- Born: 8 November 1946
- Died: 12 February 2000 (aged 53)

Academic background
- Alma mater: University of Oxford
- Thesis: The development of the object concept in human infants (1974)

Academic work
- Discipline: Psychology
- Sub-discipline: Developmental Psychology
- Institutions: University of Southampton; University of Stirling; University of Sussex

= George Butterworth (psychologist) =

British psychologist (1946–2000)

George Esmond Butterworth (8 November 1946 – 12 February 2000) was a British professor of psychology, who studied infant development.

==Life and work ==
After completing his D.Phil. at Oxford, Butterworth took a post at Southampton University, moving to a chair in psychology at Stirling in 1985, before coming to Sussex in 1991. He was appointed honorary professor, University of East London, in 1996.

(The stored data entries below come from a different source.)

PR #311, opened 2020-10-20
Integration Tests - fix broken retry logic

lspangler584:
### Description
Exceptions thrown from the test runner were being masked by a bug where the retry boolean was being overwritten when the remote test application exited successfully. As a result of this bug, retries never occurred (unless the remote application being instrumented exited with code other than 0).

In the case of tests that intentionally throw exceptions, and where those exceptions were not being caught by the runner, this allowed them to pass. Fixing the bug revealed the need to catch the exceptions in the test runner when they were expected.

Efficiency improvement for Integration Tests AgentLogFile. Adds private backing field to avoid constructing new object each time AgentLog is accessed. Once the AgentLog file name/path is determined, there is no need to re-determine it for the current test. Functions in the AgentLogFile object create a new Filestream from the path, so any updates to the log file as execution progresses will be picked up.

### Details
Refactors `RemoteApplicationFixture.Initialize()`:

- Removes unassigned always-false `DelayKill` bool.
- Introduces a separate boolean (`retryTest`), which will be set when an exception occurs in the test runner for any reason AND if the exit code of the remote application is not 0 (success). Previously, `appIsExercisedNormally` boolean was used for both exceptions in the test runner AND based on the exit code of the remote application. In fact, the bool could be false (`appIsExerciseNormally` == false), then be reset to true if the remote application was shut down due to a test runner failure in the same while-loop iteration.
- Adds a timeout in `BasicWebServiceTest` to wait for the `transaction_sample_data` event in the log. With no timeout, there is no wait, and since that event is on a 1 minute harvest cycle flickers are highly likely.
- Other test fixes to catch intentionally thrown exceptions.

### Testing
This change affects most Integration Tests. Verify that tests run in GHA do not fail due to "No agent log file found." or "No log file found." or - in the case of AspNetCoreDistTraceRequestChainTests - "No log file found for {applicationName}."

Tested manually in debugger to simulate a test failure/retry scenario (which led to the discovery of the `RemoteApplicationFixture.Initialize()` issues).

Tests pass locally.

### Changelog
N/A


tests/Agent/IntegrationTests/IntegrationTestHelpers/RemoteServiceFixtures/RemoteApplication.cs
```diff
@@ -201,11 +202,17 @@ public string UniqueFolderName
...
         public string DestinationNewRelicExtensionsDirectoryPath { get { return Path.Combine(DestinationNewRelicHomeDirectoryPath, "extensions"); } }
 
+        private AgentLogFile _agentLogFile;
+
         public AgentLogFile AgentLog
         {
             get
             {
-                return new AgentLogFile(DestinationNewRelicLogFileDirectoryPath, AgentLogFileName, Timing.TimeToConnect);
+                if (_agentLogFile == null)
```
jifeingo, line 211: consider using newer C# syntax
```return _agnetLogFile ??= new AgentLogFile(estinationNewRelicLogFileDirectoryPath, AgentLogFileName, Timing.TimeToConnect);```

lspangler584: if the _agentLogFile is null and a new one is instantiated, _agentLogFile needs to be assigned that newly instantiated object

vuqtran88: There is a problem with it. In the event where a test app fails to run, the test runner will catch it and retry, the directory that contains the test app and agent for the retry will be in a different directory than what the `_agentLogFile` is referring.

lspangler584: the directory that contains the test app and agent for the retry is defined (partially) by the UniqueFolderName, which is also cached in a backing field, so will not change on the retry. Therefore, the cached AgentLog file name will be accurate.

However, while testing this behavior on a retry, I found some other (legacy) issues in the RemoteApplicationFixture.Initialize() method which caused the retry mechanism to not work. Mostly, that the retry flag called appIsExercisedNormally gets reset based on the exit code of the application, which is often a valid 0 even if there were other exceptions from running the test. I will update the PR description to elaborate.

lspangler584: resolved Jason's syntax request

nr-ahemsath (approved):
This has definitely improved the pass rate of our tests, as well as uncovering some fundamental issues that were previously hidden and are now fixed.  Ship it! 🚢

PR #316, opened 2020-10-22
Add back combined artifacts

nr-ahemsath:
### Description

Add back the workflow job that combines the integration test results.  It also disables enhanced logging since it doesn't appear to be valuable anymore.

### Testing

N/A

### Changelog

N/A

### DIFF
--- a/.github/workflows/all_solutions.yml
+++ b/.github/workflows/all_solutions.yml
@@ -454,7 +454,7 @@ jobs:
       xunit_console: ${{ github.workspace }}/build/Tools/XUnit-Console/xunit.console.exe
       integration_tests_dll: ${{ github.workspace }}/tests/Agent/IntegrationTests/IntegrationTests/bin/Release/net461/NewRelic.Agent.IntegrationTests.dll
       # Make this variable true to enable extra data-gathering and logging to help troubleshoot test failures, at the cost of additional time and resources
-      enhanced_logging: true
+      enhanced_logging: false
       NR_DOTNET_TEST_SAVE_WORKING_DIRECTORY : 1
       
     steps:
--- a/.github/workflows/all_solutions.yml
+++ b/.github/workflows/all_solutions.yml
@@ -442,12 +442,11 @@ jobs:
     runs-on: windows-2019
     strategy:
       matrix:
-        # namespace: [ AgentFeatures, AgentMetrics, Api, AspNetCore, BasicInstrumentation, CatInbound, CatOutbound, 
-        #   CSP, CustomAttributes, CustomInstrumentation, DataTransmission, DistributedTracing, Errors, 
-        #   HttpClientInstrumentation.NetCore, HttpClientInstrumentation.NetFramework, Logging, Owin, ReJit.NetCore, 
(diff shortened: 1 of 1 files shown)


lspangler584 (approved):

.github/workflows/all_solutions.yml
```diff
@@ -518,3 +518,26 @@ jobs:
...
+    if: ${{ always() }}
+    name: Combine Integration Test Results
+        
+    runs-on: windows-2019
+        
+    steps:
+      - name: Download all workflow run artifacts
+        uses: actions/download-artifact@v2
+        
+      - name: Combine Integration Results
```
jaffinito, line 532: You should be able to have the upload action gather these for you using wildcard, similar to jenkins.  This would avoid an extra step.

.github/workflows/all_solutions.yml
```diff
@@ -442,19 +442,20 @@ jobs:
...
-          CSP, CustomAttributes, CustomInstrumentation, DataTransmission, DistributedTracing, Errors, 
-          HttpClientInstrumentation.NetCore, HttpClientInstrumentation.NetFramework, Logging, Owin, ReJit.NetCore, 
-          ReJit.NetFramework, RemoteServiceFixtures, RestSharp, WCF.Client.IIS.ASPDisabled, WCF.Client.IIS.ASPEnabled, 
-          WCF.Client.Self, WCF.Service.IIS.ASPDisabled, WCF.Service.IIS.ASPEnabled, WCF.Service.Self ]
+        # namespace: [ AgentFeatures, AgentMetrics, Api, AspNetCore, BasicInstrumentation, CatInbound, CatOutbound, 
+        #   CSP, CustomAttributes, CustomInstrumentation, DataTransmission, DistributedTracing, Errors, 
+        #   HttpClientInstrumentation.NetCore, HttpClientInstrumentation.NetFramework, Logging, Owin, ReJit.NetCore, 
+        #   ReJit.NetFramework, RemoteServiceFixtures, RestSharp, WCF.Client.IIS.ASPDisabled, WCF.Client.IIS.ASPEnabled, 
+        #   WCF.Client.Self, WCF.Service.IIS.ASPDisabled, WCF.Service.IIS.ASPEnabled, WCF.Service.Self ]
+        namespace: [ Api, Errors ]
```
jifeingo, line 450: This feels unintended?

.github/workflows/all_solutions.yml
```diff
@@ -518,3 +519,29 @@ jobs:
             C:\IntegrationTestWorkingDirectory\TestResults\**\*TestResults.xml
           if-no-files-found: error
           
+  combine-integration-test-results:
```
jifeingo, line 522: Alex, double checking... this doesn't remove the results still being in the namespace artifacts?  I've found that to be handy.

.github/workflows/all_solutions.yml
nr-ahemsath: My goal is to get the .xml XUnit test results file into a single flattened directory.

.github/workflows/all_solutions.yml
nr-ahemsath: That was just for debugging/testing purposes.  It's back to normal now.

.github/workflows/all_solutions.yml
nr-ahemsath: No, they'll still be there.

PR #317, opened 2020-10-22
Adds Running Unbounded Integration Tests to workflow

### LINKED ISSUE #299: Create matrix job to run unbounded tests
### Feature Description
Create matrix job to run unbounded tests.  Similar to bounded integration tests.  Use the namespace to split the tests into groups.  The namespaces are setup along datastore lines.

jaffinito:
Resolves #299 

### Description

If you have questions about any change please reach out!

 Adds job to run unbounded integration tests as a matrix
- Updated docker-compose.yml to properly map all exposed ports instead of a subset.
- docker-compose.yml and linux container folders are already copied to linux server and running
- This PR does not remove the Windows containers, saving that for a cleanup PR
- Updated build-unbounded-tests to save artifacts
- Added run-unbounded-tests matrix job to run tests
- Unbounded tests havce many dependencies so the steps for these items have been expanded
- Artifacts for both run-unbounded-tests and run-integration-tests have been synced and updated to only save working folders on failure
- Due to how GHA hosts servers we may see some failures due to how the firewall on the linux server is restricted. I am working on a better way.

Workflow Job limit handling
- Removes the "push" event from the list of workflow triggers since everything runs during the PR acceptance process.  This will eliminate a source of extra workflow runs.
- Added a job that calls an action that will cancel other previous runs of the same PR that may be active. 
- "cancel-previous-workflow-runs" job is run before all others
- The Profiler build jobs are set to "need" the cancel job so that it runs first.  The Profiler jobs were the first first jobs that ran so they were the only ones that needed the change.
- Added `if: ${{ always() }}` to Profiler jobs so that "cancel-previous-workflow-runs"  job errors don't block runs.

### Testing

Individual datastores have all be tested and pass.
Cancellation Job tested and passed.

To confirm testing, unbounded tests need to pass without real errors.  There can and likely will some failure due to the ip ranges being blocked.  This will be corrected via server changes in the future (still working out a good way to do this, I have ideas.).

### Changelog

n/a

### DIFF
--- a/.github/workflows/all_solutions.yml
+++ b/.github/workflows/all_solutions.yml
@@ -32,13 +32,27 @@ jobs:
       profiler_path: ${{ github.workspace }}\src\Agent\NewRelic\Profiler
       profiler_solution_path: ${{ github.workspace }}\src\Agent\NewRelic\Profiler\NewRelic.Profiler.sln
       output_path: ${{ github.workspace }}\src\Agent\_profilerBuild
-      #<other env vars here>
+      profiler_md5: ""
 
     steps:
     - name: Checkout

His contributions to the discipline include founding both the British Infancy Research Group and the Journal of Developmental Science, as well as heading numerous groups ranging from the Scientific Affairs Board of the British Psychological Society to the European Society for Developmental Psychology.

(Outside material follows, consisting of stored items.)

PR #324, opened 2020-10-27
Create assignproj.yml

angelatan2:
### Description
Auto-assign projects field in Github so that issues and PR have this field auto-populated.

### Testing

Test by creating a new issue and checking that the Engineering Board is auto-populated with the issue in the correct column.

### Changelog
n/a


nr-ahemsath (approved):
Looks good.  The one in the logenrichers repo works as expected and this looks identical.  Approved.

== Selected publications ==

===Books===
- Butterworth, George, Julie Rutkowska, and Michael Scaife. Evolution and developmental psychology. Vol. 4. Harvester, 1985.

===Articles===
- Butterworth, George, and Nicholas Jarrett. "What minds have in common is space: Spatial mechanisms serving joint visual attention in infancy." British journal of Developmental Psychology 9.1 (1991): 55–72.
- Butterworth, George, E. Verweij, and Brian Hopkins. "The development of prehension in infants: Halverson revisited." British Journal of Developmental Psychology 15.2 (1997): 223-236.
- Carpenter, Malinda, et al. "Social cognition, joint attention, and communicative competence from 9 to 15 months of age." Monographs of the Society for Research in Child Development (1998): i-174.